Incluso cuando llego al trabajo y me doy cuenta de que la oficina está cerrada y tengo que esperar a que traigan la llave, otro hecho que otro día cualquiera hubiera sido una molestia, hoy se vuelve una oportunidad de poder disfrutar con tranquilidad ese amanecer del que huía en la guagua y que quería salvar al menos por un instante con mi cámara. Ahora, en cambio, desde aquí puedo otear con sosegado detenimiento. A mi izquierda, el sol toma fuerzas en su imparable ascensión mientras que su par nocturna ha desaparecido entre más nubes borrosas; al igual que el Teide, cuyo perfil se esconde a lo lejos en el famoso mar de nubes, traídas por los vientos alíseos que, de norte a sur, transportan a toda velocidad esas gotitas de agua que se juntan en la inmensidad de la atmósfera para no sentirse solas cuando llegue su hora de volver a caer sobre la faz de la Tierra. Frente a mí aparecen las pequeñas montañas colonizadas por doquier por pequeñas casitas de colores, rodeadas de verde por todas partes, ya sea en el suelo o en los árboles entre los que se levantan, en un paisaje singular donde la abundante naturaleza es dominada por la mano del hombre, aprovechando cada recurso y cada centímetro que aporta en esta pequeña isla llena de gente. ¡Cuán diferente del paisaje del sur, a escasos kilómetros, tan árido y desértico y con las poblaciones mucho más distantes entre sí! Y pensar que todo pico aquí fue en su momento un cono volcánico... A mi vista sobresalen algunos de esos árboles singulares que se alzan del conjunto como queriendo llamar mi atención, como palmeras canarias, araucarias, laureles de indias, flamboyanes o pinos canarios, todos ellos exóticos para mí.
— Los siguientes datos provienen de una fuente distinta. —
PR #102, opened 2020-09-24
Adding Config Stores

byte-sculptor:
This replaces the XYZConfig classes with ComponentConfigStore objects.


source/Mlos.Python/mlos/Examples/SmartCache/CacheImplementations/LruCache.py
```diff
@@ -4,19 +4,15 @@
 #
 from mlos.Examples.SmartCache.CacheImplementations.XruCache import XruCache
 from mlos.Spaces import DiscreteDimension, Point, SimpleHypergrid
-from mlos.Spaces.Configs.DefaultConfigMeta import DefaultConfigMeta
+from mlos.Spaces.Configs.ComponentConfigStore import ComponentConfigStore
 
-class LruCacheConfig(metaclass=DefaultConfigMeta):
-    CONFIG_SPACE = SimpleHypergrid(
+LruCacheConfigStore = ComponentConfigStore(
```
byte-sculptor, line 9: Is this the right naming convention? Or should we go with lru_cache_config_store?

sergiy-k (approved):

source/Mlos.Python/mlos/Examples/SmartCache/CacheImplementations/LruCache.py
amueller: the Python way would be underscores, I think: https://www.python.org/dev/peps/pep-0008/#global-variable-names
But if consistency with C# style is a concern I think CamelCase wouldn't be too disruptive? Usually that's reserved for classes.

Y observando tranquilo el horizonte lejano me doy cuenta de que, tal vez, no siempre haga falta tener la evidencia de un panorama hermoso para darse cuenta de que, por más pequeños, medianos, incluso grandes incordios que nos sucedan en el día a día que puedan hacernos irritar, siempre podemos encontrar algo bueno que tengamos que nos reconforte y haga relativizar esos pequeños sinsabores que, a la postre, son parte del día a día y hay que aprender a vivir con ellos y no darles importancia. Porque la vida es bella y es para vivirla felices.